I was tempted by the KBC sterling account, but don't quite understand how to get my money out again. 
If it can only be transferred electronically into a nominated account, I'd have to have another sterling account locally. 
But I'm not even sure electronic transfers are possible: 


> An original signed instruction must be received by the Bank prior to a withdrawal being made from the Deposit Account.
> 6.8 Cheque withdrawals can take up to one Business Day to process on receipt of the original signed withdrawal instruction.


It sounds rather cumbersome.


----------



## bravo (21 May 2012)

Like Gervan above, I'm tempted to open one, but my problem is getting money in. Third party lodgments aren't allowed, so using transfermate or any other Exchange agency won't work and I won't get a decent exchange rate from the banks which hold my current Euro accounts. Suggestions welcome.


----------



## Lightning (21 May 2012)

Looks like you need a GBP account to feed this GBP account. 

Your best bet might be to open a GBP instant access account with an Irish retail bank and then transfer the money from there. 

Therefore, you might need to move your money from EUR to your retail GBP account using transfermate and then from your retail GBP account to your KBC GBP account.


----------



## ardmacha (21 May 2012)

> If it can only be transferred electronically into a nominated account, I'd have to have another sterling account locally.
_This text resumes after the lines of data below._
PR #348, opened 2023-03-21
feat: move non-route related ef configs to function_config in manifest

khendrikse:
…unction_config

Example: This fixes #5012

**Checklist**


node/bundler.test.ts
```diff
@@ -321,7 +321,7 @@ test('Processes a function that imports a custom layer', async () => {
   await cleanup()
 })
 
-test('Loads declarations and import maps from the deploy configuration', async () => {
+test('Loads declarations and import maps from the deploy configuration and in-source-config', async () => {
```
eduardoboucas, line 324:
```suggestion
test('Loads declarations and import maps from the deploy configuration and in-source config', async () => {
```

node/bundler.ts
```diff
@@ -173,18 +172,31 @@ const getBasePath = (sourceDirectories: string[], inputBasePath?: string) => {
...
-) => {
-  const fullFuncPath = functions?.find((func) => func.name === declaration.function)?.path
-
+const addMissingConfigFields = ({
+  name,
+  config,
+  functions,
+  declarations,
+  internalFunctionsPath,
+}: {
```
eduardoboucas, line 181: nit: Could we move these options into an interface?

node/bundler.ts
```diff
@@ -173,18 +172,31 @@ const getBasePath = (sourceDirectories: string[], inputBasePath?: string) => {
...
+  name: string
+  config: FunctionConfig
+  functions: EdgeFunction[]
+  declarations: Declaration[]
+  internalFunctionsPath?: string
+}) => {
+  const fullFuncPath = functions?.find((func) => func.name === name)?.path
+  // Check any declarations deprecated name and generator fields
+  const declaration = declarations?.find((decl) => decl.function === name)
```
eduardoboucas, line 190:
```suggestion
  const declaration = declarations?.find((decl) => decl.function === name)

```

node/bundler.ts
```diff
@@ -173,18 +172,31 @@ const getBasePath = (sourceDirectories: string[], inputBasePath?: string) => {
...
 }
 
-export const addGeneratorFieldIfMissing = (
-  declaration: Declaration,
-  functions: EdgeFunction[],
-  internalFunctionsPath?: string,
-) => {
-  const fullFuncPath = functions?.find((func) => func.name === declaration.function)?.path
-
+const addMissingConfigFields = ({
```
eduardoboucas, line 175: I don't think "missing config fields" is very descriptive — what's missing and why? Perhaps we can add a comment explaining why we need this function?

node/manifest.ts
```diff
@@ -43,6 +43,17 @@ interface GenerateManifestOptions {
...
 
+const removeEmptyConfigValues = (functionConfig: EdgeFunctionConfig) =>
+  Object.entries(functionConfig).reduce((acc, [key, value]) => {
+    if (value && !(Array.isArray(value) && value.length === 0)) {
+      return { ...acc, [key]: value }
+    }
+    return acc
+  }, {} as EdgeFunctionConfig)
+
+const hasAnyConfigValues = (functionConfig: EdgeFunctionConfig) =>
```
eduardoboucas, line 54: I don't love the fact that we're defining above what a config object is and then having another allow-list here, so adding a new property will mean adding it in two places. I can see people getting tripped up by that.

I don't have an obvious alternative to offer without getting into more complex schema validation, so I'm happy to defer to you.

node/manifest.ts
```diff
@@ -43,6 +43,17 @@ interface GenerateManifestOptions {
   layers?: Layer[]
 }
 
+const removeEmptyConfigValues = (functionConfig: EdgeFunctionConfig) =>
```
eduardoboucas, line 46: Why do we need to remove empty values?

eduardoboucas (commented):
Left a couple of questions before doing a second pass.

node/bundler.test.ts
khendrikse: ✅ taking it along in my commit!

node/bundler.ts
```diff
@@ -173,18 +172,31 @@ const getBasePath = (sourceDirectories: string[], inputBasePath?: string) => {
...
+  internalFunctionsPath,
+}: {
+  name: string
+  config: FunctionConfig
+  functions: EdgeFunction[]
+  declarations: Declaration[]
+  internalFunctionsPath?: string
+}) => {
+  const fullFuncPath = functions?.find((func) => func.name === name)?.path
+  // Check any declarations deprecated name and generator fields
```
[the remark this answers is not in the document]
khendrikse: ✅ taking it along in my commit!

node/bundler.ts
khendrikse: ✅ taking it along in my commit!

node/declaration.ts
```diff
@@ -5,6 +5,7 @@ import { FunctionConfig, Path } from './config.js'
 interface BaseDeclaration {
   cache?: string
   function: string
+  // todo: remove these two after a while and only support in-source-config for non-route related configs
```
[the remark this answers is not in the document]
khendrikse: ✅ taking it along in my commit!

node/bundler.ts
khendrikse: I shall!

node/bundler.ts
khendrikse: I decided to switch it up a bit and make it, hopefully, more descriptive, and give functions a clear single task.

node/manifest.ts
khendrikse: I tried it this way because [on this line](https://github.com/netlify/edge-bundler/pull/348/files#diff-e659ded745234fd55b239ea6728eef800523583941fd1542d88b44373cd39e8aL56) we were checking some of the values. 

What I could do, is allow for anything in the config to be passed to the function_config. This would mean that we get anything defined in it. Including `cache: manual` for example. Then we only need to filter out any config that is empty.

node/manifest.ts
khendrikse: I did this because the logic before this would allow for undefined values to be passed. For example. if we had `on_error` but `functionConfig.excluded_patterns = []` we would otherwise still get that empty array added, or fields that were undefined. Like `generator: undefined`. Essentially I tried to optimise [this line](https://github.com/netlify/edge-bundler/pull/348/files#diff-e659ded745234fd55b239ea6728eef800523583941fd1542d88b44373cd39e8aL56) so I wouldn't have to add a bunch of other config values. And even if I did, if one of them was true, it would add undefined values for the others.

danez:
So we are not allowing `generator` and `name` being set through the manifest? Why is that?

danez:
FYI: I'm also working on the same code for splitting ISC up into internal vs user. https://github.com/netlify/edge-bundler/pull/347/files

khendrikse:
> So we are not allowing `generator` and `name` being set through the manifest? Why is that?

@danez the idea is that anything that is declared in the declarations for the manifest is mostly meant for routing information. ISC is for configuration on a function level.

khendrikse:
> FYI: I'm also working on the same code for splitting ISC up into internal vs user. https://github.com/netlify/edge-bundler/pull/347/files

Let's first get that merged then!

node/bundler.ts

Presumably you can transfer this into a UK account? This account is at least partly aimed at NI investors.


----------



## 8611 (15 Jun 2012)

I think its aimed exclusively at NI savers, as per the literature on their website.


Has anyone in the Republic succeeded in opening this account and how did they lodge the money?


----------



## Lightning (15 Jun 2012)

8611 said:


> I think its aimed exclusively at NI savers, as per the literature on their website.



It can be opened by RoI and NI residents.


----------



## kdoc (15 Jun 2012)

According to the first par from their blurb they appear to be targeting NI clients:

"We’d like to tell you a bit about ourselves and the exciting new product we are bringing to savers in Northern Ireland."


----------



## celebtastic (15 Jun 2012)

This is probably not the best time to be sticking your cash into KBC:
http://www.moodys.com/research/Moodys-downgrades-KBC-Bank-and-KBC-Group-outlook-stable--PR_248302?WT.mc_id=@moodysemeabnkng

If you have non-eurozone assets, you would be far better off keeping outside the eurozone. 

Who knows what currency controls the government would have to introduce upon the collapse of the eurozone?


----------